Why the Gay Marriage Issue Helps Bush
By: Dick Morris
FrontPageMagazine.com | Wednesday, March 03, 2004
Just as Bush-41 never really focused on crime as his core issue, but won the election by using the lifer furlough policies that sprung Willie Horton from prison for a disastrous weekend, so Bush-43 has discovered in gay marriage a potentially winning issue.
While opinions are evolving on this question, most polls still indicate solid majorities opposed to same-sex marriages. Though I personally favor them, voters see gay marriage as an attempt by the homosexual community to spread its lifestyle, and they side with President George W. Bush in opposing same-sex unions.
Normally, right-wing constitutional amendments do not make good election fodder.
While top-heavy majorities have always favored amendments banning school busing, requiring balanced budgets and allowing school prayer, those issues have never won the GOP any votes they did not already have. Voters are notoriously reluctant to amend the constitution.
But Bush’s argument that activist courts are forcing his hand by reading rights into the Constitution that have eluded our scrutiny for two centuries turns the tables on this hesitation and puts him in the position of defending the Constitution by amending it. With each indication of the power of courts and city halls to take matters into their own hands, his case will grow stronger.
Sen. John Kerry will lose a lot of votes over the issue. But he will likely lose even more from his handling of it. As he tries to thread his way between his gay supporters and donors and the majority of the voters on this issue, he will come across as looking very weak and very political. His layered position — opposing the amendment, backing civil unions, opposing gay marriage and voting against the Defense of Marriage Act that President Clinton signed — will seem disingenuous to voters on both sides of the issue.
What will begin as a values issue will end up as a character test for the Massachusetts Democrat as he squirms around to find a politically safe position.

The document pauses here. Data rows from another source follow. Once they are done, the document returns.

PR #2663, opened 2022-08-15
feat(wakatime): parse url as template

### LINKED ISSUE #2662: Restructure Wakatime Properties and Allow Environment Variable Parsing on Properties
### Code of Conduct

Hello!

This is a two feature request that revolves around the Wakatime segment. Assuming that one modifies/implements the other.

Currently, I was building my own custom theme and I stumbled upon the Wakatime segment. Upon evaluation, I feel like there's a need for adjustments.

## Wakatime Properties Refactor Sugggestion

Consume the following below: (From https://ohmyposh.dev/docs/segments/wakatime#sample-configuration)

```json
{
    "type": "wakatime",
    "style": "powerline",
    "powerline_symbol": "\uE0B0",
    "foreground": "#ffffff",
    "background": "#007acc",
    "properties": {
        "url": "https://wakatime.com/api/v1/users/current/summaries?start=today&end=today&api_key=API_KEY",
        "cache_timeout": 10,
        "http_timeout": 500
    }
},
```
From this JSON structure, we can see that the `URL` property is exposed, shouldn't it be embedded inside the engine? Also, I don't think there are other endpoints that send the summary context but other than that, I could think of this segment as an HTTP Segment that displays custom data.

Properties such as `cache_timeout` and `http_timeout` seem to be inconsistent in terms of time metric. According to documentation, `http_timeout` defaults to 20**ms**, while the `cache_timeout` implicates its default (_10m_) under the time metric of **m** which goes by minutes. I think they should have a consistent time metric such as milliseconds or seconds to avoid confusion.

With those insights, I think we can re-structure the wakatime segment under the following:
```json
{
    "type": "wakatime",
    "style": "powerline",
    "powerline_symbol": "\uE0B0",
    "foreground": "#ffffff",
    "background": "#007acc",
    "properties": {
        "api_key": "XXXXXXXX-XXXX-XXXX-XXXX-XXXXXXXX",  // Also allow Env properties to be rendered here.
        "cache_timeout_seconds": 10,
        "http_timeout_seconds": 500,
        "range": "" // string, can be daily, weekly, or monthly. Achievable by evaluating `start` and `end` URL parameters and with ISO dateformat.
    }
},
```

The new JSON structure now properly shows [1] a clean way to insert an `API_KEY`, [2] time metric now consistent between timeout properties, and [3] additional attributes (highlighting start and end datetime) correlating to the summaries API URL parameters were added, allowing for more customization or query of data. (See more information here about other parameters to include in the properties: https://wakatime.com/developers#summaries)

Also, if timeout property proposal change is implausible; another alternative suggestion for [2] would be indicating the time metric as its suffix (for instance, `cache_timeout` -> `cache_timeout_min` or `http_timeout` -> `http_timeout_ms`), so that the implication of the time metric is there.

## Environment Variable Parsing at Properties

As `API_KEY` was highlighted in the new JSON structure, another suggestion or feature that I want to see is the Environment Variable Parsing under the _Properties_ of a segment. So far, I have never seen any string parsing example under the properties of any other segment examples and I think the introduction of env parsing would allow other themes to extend other services to display as segments such as Brewfather, OpenWeatherMap(OWM), Withings, etc, other than the WakaTime.

We need this (speaking for myself) this feature as per my statement in the first section to allow services to be rendered as segments and to be extended in themes without worrying about accidental committing changes with a personal token.

Pictures below are the attempts to fetch data with Wakatime with the Environment Variable appended in the URL string.

image

Upon checking the `debug`, it shows HTTP 401 `Unauthorized`.
image

To verify that the env var reference has a value, the figure below shows its preceding values.
image

To verify that the (transient) prompt was able to parse its value, the following figure/s show its declaration (as highlighted) and output.
image

Output:
image

Output concludes that properties cannot parse environment values. Other than that, I cannot suspect if sprig cannot be parsed under properties, but I think it's likely.

In the end, all of these are a suggestion and I may be asking too much at this point, feel free to be against it.

JanDeDobbeleer:
resolves #2662

### Prerequisites

### Description


JanDeDobbeleer:
I'll need my laptop for this one. Blocked until my return.

PR #2670, opened 2022-08-16
Theme: fully remove session segment from slim/slimfat for default user

manningli:
### Prerequisites

### Description

Prior to this PR, the Slim and Slimfat themes leave artifacts in the Session segment when the default user is active which should remove this segment. 

Slimfat:
image

Slim:
image

After this change, the segment is properly removed:
image


themes/slim.omp.json
```diff
@@ -178,10 +178,10 @@
...
   "console_title_template": "{{if .Root}}root :: {{end}}{{.Shell}} :: {{.Folder}}",
   "final_space": true,
-    "transient_prompt": {
+  "transient_prompt": {
     "background": "transparent",
     "foreground": "#7a7a7a",
     "template": " ~#@\u276f "
   },
   "version": 2
-}
```
lewis-yeung, line 187: We should keep this line feed. The same to the other. :)

themes/slim.omp.json
```diff
@@ -178,10 +178,10 @@
...
+}
```
lewis-yeung: We should keep this line feed. The same to the other. :)

themes/slim.omp.json
```diff
@@ -33,7 +33,7 @@
           "background": "#2f2f2f",
           "foreground": "#fafafa",
           "style": "diamond",
-          "template": " {{ if ne .Env.POSH_SESSION_DEFAULT_USER .UserName }}<#77f5d6>{{ .UserName }}</><#7a7a7a>\uf1fa</><#2EEFBF>{{ end }}{{ .HostName }}</><#7a7a7a> \ue0b1</>",
+          "template": " {{ if ne .Env.POSH_SESSION_DEFAULT_USER .UserName }}<#77f5d6>{{ .UserName }}</><#7a7a7a>\uf1fa</><#2EEFBF>{{ .HostName }}</><#7a7a7a> \ue0b1</>{{ end }}",
```
lewis-yeung: The host name should be displayed even for the default user, shouldn't it? The same to the other. :)

```suggestion
          "template": " {{ if ne .Env.POSH_SESSION_DEFAULT_USER .UserName }}<#77f5d6>{{ .UserName }}</><#7a7a7a>\uf1fa</>{{ end }}<#2EEFBF>{{ .HostName }}</><#7a7a7a> \ue0b1</>",
```

JanDeDobbeleer: @manningli any feedback?

manningli: Sorry for the slow reply, currently the host name doesn't display for default user in the slimfat theme so I assumed the intent was to remove the segment completely. 

If it's preferred to still keep the host name, moving the `{{ end }}` statement to before the opening color tag would allow the host name to be the correct color and would remove the closing tag artifact.

I don't have a strong preference either way, but after going through a few new machines at work recently, having to modify the theme to remove the `<\>` from the slimfat theme each time felt like some change is needed. Regardless of which direction is preferred, I'll be available to make the update quicker now.

manningli: Just noticed I missed @lewis-yeung suggested change in the comment mirroring what I just said... I'll commit that so host name remains and make the same change to slimfat for consistency.

themes/slim.omp.json
manningli: Done.

PR #2709, opened 2022-08-26
feat(gitversion): add gitversion segment

Lemorz56:
### Prerequisites

### Description
This PR adds a new segment to display the SemVer version from GitVersion if the directory/repo you're in has that available.

### DIFF
--- a/src/segments/gitversion.go
+++ b/src/segments/gitversion.go
@@ -1,0 +1,112 @@
+package segments
+
+import (
+	"encoding/json"
+	"errors"
+	"oh-my-posh/platform"
+	"oh-my-posh/properties"
+)
+
+type gitVersion struct {
+	Major                           int    `json:"Major"`
+	Minor                           int    `json:"Minor"`
+	Patch                           int    `json:"Patch"`
+	PreReleaseTag                   string `json:"PreReleaseTag"`
+	PreReleaseTagWithDash           string `json:"PreReleaseTagWithDash"`
+	PreReleaseLabel                 string `json:"PreReleaseLabel"`
+	PreReleaseLabelWithDash         string `json:"PreReleaseLabelWithDash"`
+	PreReleaseNumber                int    `json:"PreReleaseNumber"`
+	WeightedPreReleaseNumber        int    `json:"WeightedPreReleaseNumber"`
+	BuildMetaData                   int    `json:"BuildMetaData"`
+	BuildMetaDataPadded             string `json:"BuildMetaDataPadded"`
+	FullBuildMetaData               string `json:"FullBuildMetaData"`
+	MajorMinorPatch                 string `json:"MajorMinorPatch"`
+	SemVer                          string `json:"SemVer"`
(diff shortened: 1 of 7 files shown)


website/docs/segments/gitversion.mdx
```diff
@@ -0,0 +1,50 @@
...
+sidebar_label: GitVersion
+---
+
+## What
+
+Display the [GitVersion][gitversion] version.
+I _strongly_ recommend using [GitVersion Portable][gitversion-portable] for this.
+
+:::caution
+The GitVersion CLI can be a bit slow causing the prompt to feel slow.
```
JanDeDobbeleer: I'm wondering if there's a way to cache the information. Maybe by folder and interval?

Lemorz56: Good thought, do you have any example of how this is done in another segment? I tried to implement it a bit like NBGV is implemented since it's quite similar.

JanDeDobbeleer: @Lemorz56 there's a good pointer [here](https://github.com/JanDeDobbeleer/oh-my-posh/blob/c93d637128b47bd235776a4833abb59da28d44b2/src/http/request.go#L28).

Lemorz56: I've tried a lot with testing both via the tests but also trying to install and test it manually, but I can't really figure out what is wrong with the way I implemented the cache. Ive pushed it and I will continue to debug and see where my misstake is, but if you have the time and can, i'd love if you can take a look at the code too 😄

src/segments/gitversion.go
```diff
@@ -0,0 +1,83 @@
...
+
+func (n *Gitversion) Enabled() bool {
+	gitversion := "gitversion"
+	if !n.env.HasCommand(gitversion) {
+		return false
+	}
+	dir := n.env.Pwd()
+	result, err := getCacheValue(n, dir)
+
+	if result.FullSemVer == "" {
```
JanDeDobbeleer: we can do an early return here instead of indenting the full block.

```suggestion
	if len(result.FullSemVer) != 0 {
	    return err == nil
	}
```

JanDeDobbeleer:
@Lemorz56 I'm currently refactoring this so it can be merged. Stay tuned.

Lemorz56:
@JanDeDobbeleer Thanks. Sorry for not replying to your earlier comment, I must have forgotten about fixing that. 

I'm guessing when you are refactoring you will also touch the tests which might be good. I thought they were kinda tricky to validate.

JanDeDobbeleer:
@Lemorz56 yes, I'm almost done. Will finish up tomorrow and push the changes so you can also have a look.

JanDeDobbeleer:
@Lemorz56 I'm done, tests work and I expect this all to work correctly but didn't do an integration test end to end.

JanDeDobbeleer:
Tested, we can go live.

JanDeDobbeleer:
@all-contributors please add @Lemorz56 for code,design,doc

Because the issue is starkly moralistic, like abortion, voters will be unforgiving of a candidate who is all over the map in his positions on it. Kerry will seem like the quintessential political weather-vane candidate as he trims his views to suit the polls.
By contrast, Bush will come across as simple and straightforward as he fights for his amendment. Of course, the amendment won’t pass. Senate Democrats will not be caught voting against the position of their presidential nominee right before an election. But the on-the-record votes senators such as Tom Daschle (D-S.D.) will have to cast will likely come back to bite them in the November elections.
Kerry’s vote against the Defense of Marriage Act serves as the best example Bush can cite of his liberal polarity. As one of only 14 senators to vote against a bill that a Democratic president signed, Kerry will come across as a Dukakis-like liberal on the issue.
Kerry has other problems, too. Bush’s decision to run TV ads this early bashing Kerry puts the Democrat in a difficult position. With Ralph Nader trying to get on the ballot by petition, the Democratic senator cannot move to the center to counter Bush’s attempt to paint him as an ultraliberal. The more moderate Kerry acts, the more he fuels the Nader candidacy on college campuses and energizes the left of the party to put the gadfly on the ballot.
For those who warn of Bush’s demise, lets all remember that Bush-41 was 17 points behind then Gov. Michael Dukakis of Massachusetts with three months to run in the 1988 campaign. But the aggressive negative television ads engineered by the late Lee Atwater closed the gap quickly, and Bush had a comfortable lead by mid-September.
If this President Bush uses his war chest to run early and massive negative advertising against Kerry’s Senate record and raises voters’ concerns about the threat of terrorism to jolt us out of our current complaisance, the current dismal polls could turn around very, very quickly.